Let us pray… Prince of Peace, we long to come by peace quickly and easily. But we know it was not easy for you. Surround us with a cloud of witnesses to give us the strength and courage to persevere toward the goal of peace, even when it leads us through the conflict and division we’d rather avoid. Make us confident that as long as you are involved, peace and new life will follow. In the name of the Father and the Son and the Holy Spirit. Amen. 


Monday, August 8, 2022

Sermon: Faith and hope in the impossible (Aug. 7, 2022)

Full service can be viewed HERE.

Pentecost 9C
August 7, 2022
Genesis 15:1-6; Hebrews 11:1-3, 8-16; Luke 12

INTRODUCTION

The first and second readings today complement each other so well, I just couldn’t help preaching on them! So as much as I like Luke, I’m going to focus this introduction on their context.

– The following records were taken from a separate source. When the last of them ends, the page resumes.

PR #3609, opened 2023-10-09
RecipeSpec recipe caching

nmck257:
## What's changed?
`RecipeSpec` methods `recipeFromYaml`, `recipeFromResource`, and `recipeFromResources` now memoize Recipes to avoid repeated redundant Environment instantiation / classpath scanning

## What's your motivation?
Speed of unit tests; these methods (especially when calling `scanYamlResources`) can cost a few hundred milliseconds, which adds up fast if a large test class is using them.

- For a lighter touch, we could store only the `Environment` built with the `scanYamlResources` call in a lazy-init static field; this probably delivers ~most of the speed benefits with less code and less mem
- Using a memoization/caching library might be nicer, but, at the cost of another dependency
- Hashing together the relevant Strings (instead of joining them) might make for cheaper keys, but I struggled to implement that concisely since doing fancy stuff with varargs is a bit painful in java (no spread operator), esp 8 (fewer helper methods for instantiating lists, etc)
- I tried caching the customized `testClassSpec` objects used by `rewriteRun`, but that was impractical since `RewriteTest` is an interface and can't support instance variables
- A step further on the above, I even experimented with a static `WeakHashMap<Consumer<RecipeSpec>, RecipeSpec>` to cache `testClassSpec` objects based on the customizer (eg `this::defaults`) which would produce them, but I couldn't get keys with consistent memory references. And even if I *could* figure out clever lambda syntax to make that happen, it would depend on the test class being configured to as `TestInstanceLifecycle(PER_CLASS)`, which is non-default and has other ramifications

### Checklist


nmck257:
test failures look unrelated (something about the rewrite-gradle model failing to resolve the rewrite-core:8.8.0-SNAPSHOT dep)

sambsnyd:
Thanks @nmck257 !

PR #3610, opened 2023-10-09
Added recipe options as JSON to FindRecipes.

traceyyoshima:
Changes:

- FindRecipes will include the recipe options as JSON.

Format:
```json
[
  {
    "name": "optionName",
    "displayName": "...",
    "description": "...",
    "example": "...",
    "required": false,
    "valid": ["private", "protected", "package", "public"]
  }
]
```


knutwannheden:
To deal with escaping that may be necessary (see e.g. https://github.com/openrewrite/rewrite/blob/596cb39a71a1902b9f14f8bd9cda44c5069831c9/rewrite-java/src/main/java/org/openrewrite/java/ChangeType.java#L45), I changed the code to use Jackson to construct the JSON. I also changed the test to test for escaped quotes within a string value.

PR #3615, opened 2023-10-13
Expand assertion to print failure message to make it easier to debug …

dawngerpony:
…the failed test.

## What's changed?

A tiny PR to fix a problem in my environment where my local `.m2` directory contained a commons-lang directory with a POM but no JAR:

```shell
ls -l /Users/dawngerpony/.m2/repository/org/apache/commons/commons-lang3/3.11/commons-lang3-3.11.jar
ls: /Users/dawngerpony/.m2/repository/org/apache/commons/commons-lang3/3.11/commons-lang3-3.11.jar: No such file or directory
```

With the expanded assertion I was able to discover that this JAR was the problem and delete the directory, which made the test pass.

## What's your motivation?

I wanted to raise my first PR against the codebase and felt it should be a small one! This was just me trying to get my build to pass.

Side note/question: why does the state of my local `.m2` directory affect the outcome of what should be a unit test? Surely unit tests should not rely on a particular filesystem configuration?

### Checklist

### DIFF
--- a/rewrite-maven/src/test/java/org/openrewrite/maven/utilities/MavenArtifactDownloaderTest.java
+++ b/rewrite-maven/src/test/java/org/openrewrite/maven/utilities/MavenArtifactDownloaderTest.java
@@ -32,6 +32,7 @@ import java.nio.file.Path;
 import java.util.List;
 
 import static org.assertj.core.api.Assertions.assertThat;
+import static org.junit.jupiter.api.Assertions.assertNotNull;
 
 class MavenArtifactDownloaderTest {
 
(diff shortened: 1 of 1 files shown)


timtebeek:
Thanks again for making this change! I'd merged it while on the go, and didn't add a comment then, but just wanted to say we appreciate you pitching in here!

I understand you're surprised to see a test affected by the contents of `~/.m2`; We're starting to see more issues associated to that dependency, also with recipe runs, but it would be a big effort to fully disconnect, with potential downsides to the test duration too. We'll monitor this going forward and might come back to this if it remains problematic.

PR #3625, opened 2023-10-17
Add recipes to create new files

ammachado:
## What's changed?

Added recipes to create new files (Java classes and properties, XML and YAML files)

## What's your motivation?

Creating properties for a new profile on a Spring Boot project.

Some tests are still failing (for overwrites)

There is a recipe for creating generic text files, but files must be created using the correct `Tree` subclass in order to be modified using other recipes.

### Checklist


rewrite-java/src/main/java/org/openrewrite/java/CreateJavaClass.java
```diff
@@ -0,0 +1,156 @@
...
+
+                    return newCu.withSourcePath(path);
+                }
+                return cu;
+            }
+        };
+    }
+
+    private @NonNull String getSourcePath() {
+        return String.format("src/%s/java/%s/%s.java", sourceRoot, packageName.replace('.', '/'), className);
```
shanman190, line 154: It may be better to just allow the recipe to specify the source path itself as an input option. As written presently, this would only be able to add a Java class file to the root project.

rewrite-java/src/main/java/org/openrewrite/java/CreateJavaClass.java
```diff
@@ -0,0 +1,182 @@
...
+            @JsonProperty("overwriteExisting") @Nullable Boolean overwriteExisting,
+            @JsonProperty("relativePath") @Nullable String relativePath
+    ) {
+        this.sourceRoot = sourceRoot;
+        this.packageName = packageName;
+        this.className = className;
+        this.classTemplate = classTemplate;
+        this.overwriteExisting = overwriteExisting;
+        this.relativePath = relativePath;
+    }
```
sambsnyd, line 107: This constructor is not necessary. An equivalent constructor would be generated by lombok via `@Value`. If you are getting errors relating to serialization when running tests in your IDE it is because you are missing the `-parameters` argument to the Java compiler.

Please also remove the similarly redundant constructors from the other classes.

rewrite-java/src/main/java/org/openrewrite/java/CreateJavaClass.java
```diff
@@ -0,0 +1,182 @@
...
+import java.util.Optional;
+import java.util.concurrent.atomic.AtomicBoolean;
+import java.util.stream.Collectors;
+import java.util.stream.Stream;
+
+import static java.util.Collections.emptyList;
+
+@Value
+@EqualsAndHashCode(callSuper = false)
+public class CreateJavaClass extends ScanningRecipe<AtomicBoolean> {
```
sambsnyd, line 47: This is missing a way for the parser classpath to be specified, which will be necessary for most non-trivial java classes.

rewrite-java/src/main/java/org/openrewrite/java/JavaSourceRoot.java
```diff
@@ -0,0 +1,41 @@
...
+package org.openrewrite.java;
+
+import org.openrewrite.internal.lang.NonNull;
+import org.openrewrite.internal.lang.Nullable;
+
+enum JavaSourceRoot {
+
+    Main,
+
+    Test;
```
sambsnyd, line 25: Build systems such as Gradle allow arbitrary source sets to be defined, not just "main" and "test". Suggest using a plain `String` instead of creating this class.

rewrite-java/src/main/java/org/openrewrite/java/internal/template/JavaTemplateLanguageExtension.java
```diff
@@ -40,8 +40,8 @@ public abstract class JavaTemplateLanguageExtension {
     Space.Location loc;
     JavaCoordinates.Mode mode;
 
-    public JavaTemplateLanguageExtension(JavaTemplateParser templateParser, Substitutions substitutions,
-                                         String substitutedTemplate, JavaCoordinates coordinates) {
+    protected JavaTemplateLanguageExtension(JavaTemplateParser templateParser, Substitutions substitutions,
```
sambsnyd, line 43: Do not reduce this visibility. This is used in parsers for other languages not yet merged into the main rewrite repository.

rewrite-properties/src/main/java/org/openrewrite/properties/CreatePropertiesFile.java
```diff
@@ -0,0 +1,107 @@
...
+
+    @Override
+    public @NonNull String getDisplayName() {
+        return "Create YAML file";
+    }
+
+    @Override
+    public @NonNull String getDescription() {
+        return "Create a new YAML file.";
+    }
```
sambsnyd, line 72: Copy and paste error, these should be "properties"

rewrite-properties/src/main/java/org/openrewrite/properties/CreatePropertiesFile.java
```diff
@@ -0,0 +1,107 @@
...
+import java.nio.file.Paths;
+import java.util.Collection;
+import java.util.concurrent.atomic.AtomicBoolean;
+import java.util.stream.Collectors;
+
+import static java.util.Collections.emptyList;
+
+@Value
+@EqualsAndHashCode(callSuper = false)
+public class CreatePropertiesFile extends ScanningRecipe<AtomicBoolean> {
```
sambsnyd, line 42: Seems to be missing a `String` field to specify the initial contents of the properties file. Could optionally be set with a `Properties` object.

rewrite-xml/src/main/java/org/openrewrite/xml/CreateXmlFile.java
```diff
@@ -0,0 +1,108 @@
...
+
+import static java.util.Collections.emptyList;
+
+@Value
+@EqualsAndHashCode(callSuper = false)
+public class CreateXmlFile extends ScanningRecipe<AtomicBoolean> {
+
+    @Option(displayName = "Relative file path",
+            description = "File path of new file.",
+            example = "foo/bar/baz.yaml")
```
sambsnyd, line 46: example path shows yaml extension

sambsnyd (commented):
Thanks for your contribution, I think these will be useful recipes to have.

rewrite-java/src/main/java/org/openrewrite/java/CreateJavaClass.java
ammachado: How that can be done? I tried an implementation here, but the scanning recipe was passing along `SourceSpec`s with parse errors.

I also tried to enable logging for compilation errors (the parser supports it), but 1) there is no logging implementation on `rewrite-java`; and 2) I tried adding `testRuntimeOnly("org.slf4j:slf4j-simple:1.7+")` on `rewrite-java`'s `build.gradle.kts`, and it also didn't work, because archunit is [pulling slf4j-api 2.0.3](https://central.sonatype.com/artifact/com.tngtech.archunit/archunit/1.0.1/dependencies)and SLF4J 1.x bindings don't work on SLF4J 2.x.  Any advice?

Another question, how do I enable `TypeValidation` on the tests? Adding `spec.typeValidationOptions(TypeValidation.builder().build())` didn't work.

timtebeek:
Perhaps we can pull `rewrite-java/src/main/java/org/openrewrite/java/CreateJavaClass.java` out into a separate follow up PR to get the other recipes in already? Should help not to hold up the other improvements given that there seems to be some open questions specific to the Java variant still.

ammachado:
I refactored the `CreateJavaClass` to create empty java classes instead, for now we can use other existing recipes to add implementation as required.

timtebeek (approved):
Thanks a lot @ammachado ! I've pushed up a few small changes and fixes, hope you agree!

PR #3634, opened 2023-10-19
Fixed property usage pattern matching search results

joanvr:
## What's changed?
Previously, all property usages were printed the actual value of the property, not only the ones matching the propertyPattern. Now we also apply the propertyPattern to find usages.

## What's your motivation?
Another recipe is using this recipe to find java.version property, and it was always returning results if there were any property being used in the pom.

@timtebeek @knutwannheden @pstreef 

I've seen that there is a find method at the bottom, that only returns property definitions, but not property usages, that has duplicated code. To avoid propagating a change in behavior down, I've left the method as it is, but I found kinda inconsistent to have this code partially duplicated and with different behavior than in the actual recipe.

### Checklist

### DIFF
--- a/rewrite-maven/src/main/java/org/openrewrite/maven/search/FindProperties.java
+++ b/rewrite-maven/src/main/java/org/openrewrite/maven/search/FindProperties.java
@@ -76,10 +76,14 @@ public class FindProperties extends Recipe {
         };
     }
 
+    /**
+     *
+     * @param xml The xml document of the pom.xml
+     * @param propertyPattern Regular expression pattern used to match property tag names
+     * @return Set of Maven project property tags that matches the {@code propertyPattern} within a pom.xml
+     */
     public static Set<Xml.Tag> find(Xml.Document xml, String propertyPattern) {
-        Pattern propertyMatcher = Pattern.compile(propertyPattern
-                .replace(".", "\\.")
-                .replace("*", ".*"));
+        Pattern propertyMatcher = Pattern.compile(propertyPattern);
         Set<Xml.Tag> found = new HashSet<>();
         new MavenVisitor<Set<Xml.Tag>>() {
             @Override
--- a/rewrite-maven/src/main/java/org/openrewrite/maven/search/FindProperties.java
+++ b/rewrite-maven/src/main/java/org/openrewrite/maven/search/FindProperties.java
@@ -61,11 +61,11 @@ public class FindProperties extends Recipe {
             @Override
             public Xml visitTag(Xml.Tag tag, ExecutionContext context) {
                 Xml.Tag t = (Xml.Tag) super.visitTag(tag, context);
-                if (isPropertyTag() && propertyMatcher.matcher(tag.getName()).matches()) {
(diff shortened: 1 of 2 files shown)


rewrite-maven/src/main/java/org/openrewrite/maven/search/FindProperties.java
```diff
@@ -36,9 +36,7 @@
 @Value
 public class FindProperties extends Recipe {
 
-    @Option(displayName = "Property pattern",
-            description = "Regular expression pattern used to match property tag names.",
-            example = "guava*")
+    @Option(displayName = "Property pattern", description = "Regular expression pattern used to match property tag names.", example = "guava*")
```
timtebeek, line 39: I know this isn't part of your changes, but I find the description example value here a little confusing.
- We say the pattern is a regular expression, yet below we replace `.` with `\\.` and replace `*` with `.*`. Would that not make this a glob pattern instead?
- If the value _is_ a regular expression, then `guava*` doesn't make much sense; that'd match `guav`, `guava` & `guavaaaa` for example, were it not for the above special handling.
- How does the algorithm below handle proper regular expression patterns like `\\.` or `.*`? it seems we'd duplicate the replacements, which is at best confusing, at worst wrong.

Perhaps we should reevaluate how `propertyPattern` is used, and adjust our description here accordingly.

rewrite-maven/src/main/java/org/openrewrite/maven/search/FindProperties.java
```diff
@@ -55,8 +55,11 @@ public String getDescription() {
 
     @Override
     public TreeVisitor<?, ExecutionContext> getVisitor() {
-        Pattern propertyMatcher = Pattern.compile(propertyPattern.replace(".", "\\.")
+        Pattern propertyMatcher = Pattern.compile(propertyPattern
+                .replace(".", "\\.")
                 .replace("*", ".*"));
```
knutwannheden, line 60: It looks like we should modify the description of this option, because it really isn't a regular expression at all. It is more like a glob. Then if someone asks for regex support I guess we have to add a boolean option to control whether the pattern is a glob or regex.

rewrite-maven/src/main/java/org/openrewrite/maven/search/FindProperties.java
```diff
@@ -55,18 +55,18 @@ public String getDescription() {
...
                 Xml.Tag t = (Xml.Tag) super.visitTag(tag, context);
-                if (isPropertyTag() && propertyMatcher.matcher(tag.getName()).matches()) {
+                if (isPropertyTag() && propertyMatcher.matcher(t.getName()).matches()) {
                     t = SearchResult.found(t);
                 }
 
-                Optional<String> value = tag.getValue();
-                if (t.getContent() != null && value.isPresent() && value.get().contains("${")) {
+                Optional<String> value = t.getValue();
+                if (value.isPresent() && propertyUsageMatcher.matcher(value.get()).matches()) {
```
joanvr, line 69: No need to check for `t.getContent != null` since it's already checked in `t.getValue()` returning an `Optional.empty()`

knutwannheden (approved):

PR #4349, opened 2024-07-22
Do not wrap single active recipe & remove `activateAll()`

timtebeek:
## What's changed?
Remove `activateAll()` and do not wrap single active recipe into a new `CompositeRecipe`.

## What's your motivation?
- Removes need for edge case handling unwrap in https://github.com/openrewrite/rewrite-maven-plugin/pull/816
- Closer to what folks would expect in the simplest case: the directly instantiated Recipe, not an indirection wrapper.

The CompositeRecipe overrides a number of methods like the estimated time and data table descriptors. I think it's fine to skip this indirection, but an extra pair of eyes can't hurt.
https://github.com/openrewrite/rewrite/blob/03c458404073082275a752063887c188d213afbe/rewrite-core/src/main/java/org/openrewrite/config/CompositeRecipe.java#L25-L71

We can leave this indirection in for consistent handling no matter the number of active recipes.

## Any additional context
- As discovered on https://github.com/openrewrite/rewrite-maven-plugin/pull/816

First, the story about Abram. As you may remember from Sunday School, Abram, later Abraham, was promised many times by God that he would be the father of a great nation, and yet at 100 years old he and his wife Sarai were still childless. In today’s text, Abram really starts to doubt, and wonders if maybe this heir God has been promising him will end up being his servant, Eliezer. But God assures him once more that the promise will be fulfilled, in a beautifully mystical expression of that promise. 

This moment is so important, in fact, that the writer of Hebrews will pick it up centuries later. As a whole, the book of Hebrews aims to bring encouragement to discouraged Christians, urging them to persevere in faith. In today’s reading, the author uses the story of Abraham and Sarah to show how God has been and will be faithful, even when it seems impossible. 

All of our texts are about what it means to have faith, even in the face of discouragement. As you listen, think about a time in your own life when you have found it difficult to keep the faith, when God’s promises seemed too big, too impossible, and what it was like to try hold onto that faith anyway. Let’s listen.

[READ]



Grace to you and peace from God our Father and our Lord Jesus Christ. Amen.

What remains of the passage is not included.